A biography about Clint Eastwood  impressed me with his body of work and it made me think of other well known people whose work I have admired; Clint Eatswood, Robert Duvall, AnaiisNin, Meryl Streep, Eudora Welty, John Steinbeck, Mother Theresa…

The list of famous people goes on and on-people whose creative output or extraordinary acts makes them household names. People held up as examples of lives well lived, who we would name as role models, people whose lives we would emulate.

What I want to do here is remark on those people whose names are not well known-but whose lives are closer to our own. People that you know yourself, if you look and listen.  People whose lives are not observed as anything special by those around them because they aren’t on TV-they aren’t famous.

Let’s make them famous.

CNA’s who work for $8 an hour and really do care about their patients. If you have a family member in a nursing home, or have spent any time in a hospital, you know how rare they are. And how unsung their work. They spend the most time with the patient, make sure the Nurse knows what’s going on with each one so the Nurse can advise the Doctor. And the pay rate goes up the ladder that way. The person spending the least time with the patient makes the most money. I won’t comment any more on that in this blog-I don’t want to get off track.

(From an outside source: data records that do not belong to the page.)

PR #834, opened 2022-10-27
signac next (2.0 draft)

bdice:
## Description
This PR merges all the changes for signac 2.0 from the `next` branch to the `master` branch. (I created a new branch `next-rebase` rather than force-pushing over the current `next` branch just in case I made mistakes during the rebase process.)

These changes have all been previously reviewed. @glotzerlab/signac-committers If you have time, please take a quick look to make sure that the changes look reasonable and have been merged correctly.

Unless crucial mistakes have been made in the rebase process, we should try to merge this PR with no additional changes and do follow-up PRs for anything that is left.

**This PR should not be squash-merged.**


signac/common/config.py
```diff
@@ -5,195 +5,107 @@
...
 
-DEFAULT_FILENAME = ".signacrc"
-CONFIG_FILENAMES = [DEFAULT_FILENAME, "signac.rc"]
-HOME = os.path.expanduser("~")
-CONFIG_PATH = [HOME]
-FN_CONFIG = os.path.expanduser("~/.signacrc")
+PROJECT_CONFIG_FN = os.path.join(".signac", "config")
+USER_CONFIG_FN = os.path.expanduser(os.path.join("~", ".signacrc"))
 
+# TODO: Consider making this entire module internal and removing all its
```
bdice, line 18: Future work: It looks like the only public part of the API is the `Config` class. We may be able to separate this, or make `Config` a private class (not sure if that would matter, since it's immutable).

signac/common/validate.py
```diff
@@ -5,53 +5,16 @@
...
-def password(value, *args, **kwargs):  # noqa: D103
-    return value
-
-
 def get_validator():  # noqa: D103
-    return Validator({"mongodb_uri": mongodb_uri, "password": password})
+    return Validator()
 
 
+# TODO: Rename to something internal and uppercase e.g. _CFG.
```
bdice, line 17: Future work: reminder to grep for `TODO`s like this. Several of them would be easy to address.

vyasr:
I know that this rebase was tricky, and the changeset is basically unreviewable at this point, so in lieu of reviewing directly my plan is to redo the rebase myself and then diff my final result with the branch in this PR. That should allow us to identify any issues by looking for discrepancies in our rebases.

bdice:
@vyasr thanks a lot for the independent confirmation! I wasn’t 100% sure how to handle those config APIs, since there were conflicting changes. I’ll take a closer look when I’m at a computer and we can merge your PR if all looks good.

bdice:
Closing in favor of #835.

I worked with a girl at a convenience store who had little education but a golden heart and sunny disposition. She had finished high school but there was no money for college-and no, she couldn’t get a loan. Her father was long gone and her mother made minimum wage. Her mother had urged her to marry her high school sweetheart-so she did. When she found out she was preganant (and yes, they had used birth control. It isn’t 100% effective) he kissed her and left for his factory job. He never came home.

She is raising her son alone, on a convenience store wage, and working with him every night to learn his ABC’s. “He is not going to end up like me,” she vows.

There is man on my street whose wife is dying. Cervical cancer. She refuses to empty thier small savings for treatment she knows won’t make her well. They fought about it a little, but she won. “Hey,” she told me, “What’s he gonna do? Leave me?” She laughs about this, he shakes his head and they spend as much tiem together as they can. He was laid off from his job a few weeks ago. He is looking for work, willing to take anything. The neighbors have given him mechanic work (he is a master mechanic) paying him to change their oil, fix the odd dent and anything else he can handle in his own garage. The neighbors, here, are as much part of this blog as this couple who are facing the end of their lives together without even being able to go on a last vacation together (they always planned to see Paris when they retired.)

I could go on and on. So can you.

People who work for $8 an hour and check their bank balance every day to make sure nothing has bounced. People who make it to work early and stay late to finish the job, those who get up in the night to care for a sick child/partner/parent and get up again to make it to work on time.

People who stop to help an injured animal, drop a coin into a cup without demanding to know where it’s going, people who clean their own houses, cook their family’s meals and do it with a loving heart.

All of these people live ordinary lives in extraordinary circumstances. I tip my hat and say “Thank you.”